FIG. 4 is a diagram illustrating an example of a conventional high frequency transistor.

[Explanation of symbols]

 DESCRIPTION OF SYMBOLS 1 ... N-type semiconductor substrate (base), 2 ... N-type epitaxial layer, 3 ... Insulating film including field insulating film, 4 ... Graft base layer, 6 ... Base layer, 7, 8, 11 ... Insulating film, 9 ... Emitter Layer, 10, 10a, 10b ... Polycrystalline silicon film, 12a, 12c ... Electrode wiring, 12b, 12d ... Bonding pad, 13 ... Collector electrode, 14 ... Wire.

Claims (2)

[Claims] 1. A semiconductor substrate acting as a collector, a first insulating film including a field insulating film provided on the semiconductor substrate, and a surface region of the semiconductor substrate other than a region where the first insulating film is provided.
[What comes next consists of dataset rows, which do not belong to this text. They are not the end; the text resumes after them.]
Issue #64, opened 2017-12-12
Delete all versions in S3 bucket


sabrehagen:
Deleting versioned `S3` buckets fails if all versions are not deleted prior to bucket deletion:

```
us-east-2 - S3Bucket - 's3://application-state' - BucketNotEmpty: The bucket you tried to delete is not empty. You must delete all versions in the bucket.
	status code: 409, request id: 166516D767C46F79, host id: xezvJzBCa84wcRsXRndei9W8Vz9iqDgZZ/Yad5LZfMQL2i9p4LRNfu8wLcR9AMWWCsMJf1A+Sdk=
```

svenwltr:
Duplicate of #62.

Issue #62, opened 2017-12-05
Delete all versions of s3_object


stephanlindauer:
When `aws-nuke` wants to delete a bucket with versioned `s3_object`s inside, it yields this error message:
```
BucketNotEmpty: The bucket you tried to delete is not empty. You must delete all versions in the bucket.
	status code: 409, request id: XXXXXX, host id: XXXXXX
```
`aws-nuke` should be able to remove those versioned `s3_object`s.

PR #66, opened 2017-12-14
Refactor resource listers

svenwltr:
Some heavy refactoring in preparation of #54. Also I want to get rid of the weird reflections.

Since this is a heavy change, here some notes:

This changes the interface for registering resources. Previously it was necessary to update the `GetListers` function in `resources/listers.go`. Now every resource registers itself inside of an `init` function which is defined in `resources/interface.go` (eg `register("IAMUser", ListIAMUsers)`). Since it has to provide a name for registering it isn't required anymore to get the resource type via reflections.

A base region provided on the first insulating film, an emitter region provided on a surface region of the base region, first and second polycrystalline silicon films formed on the first insulating film, and the first and second poly-silicon films. First and second metal films provided on the crystalline silicon film via a second insulating film and electrically connected to the base region and the emitter region, respectively, and connected to the first and second metal films, respectively. High-frequency transistor comprising: a first bonding wire and a second bonding wire. 2. A first conductivity type semiconductor substrate, a first conductivity type epitaxial layer formed on the semiconductor substrate, a field insulating film provided on the epitaxial layer, and a surface region of the epitaxial layer. A second semiconductor region of the first conductivity type, a second semiconductor region of the first conductivity type provided in a surface region of the first semiconductor region, a first semiconductor film formed on the field insulating film, A first metal film that is connected to the second polycrystalline silicon film and the surface of the first semiconductor region, and is provided so as to partially extend over the first polycrystalline silicon film through the first insulating film. A third polycrystalline silicon film connected to the surface of the second semiconductor region, and a second polycrystalline silicon film connected to the surface of the third polycrystalline silicon film, a part of which is interposed by a second insulating film. Provided to extend over the membrane A second metal film, first and second bonding wirings respectively connected to the first and second metal films, and a third metal film provided on the exposed surface of the semiconductor substrate. Characteristic high-frequency transistor.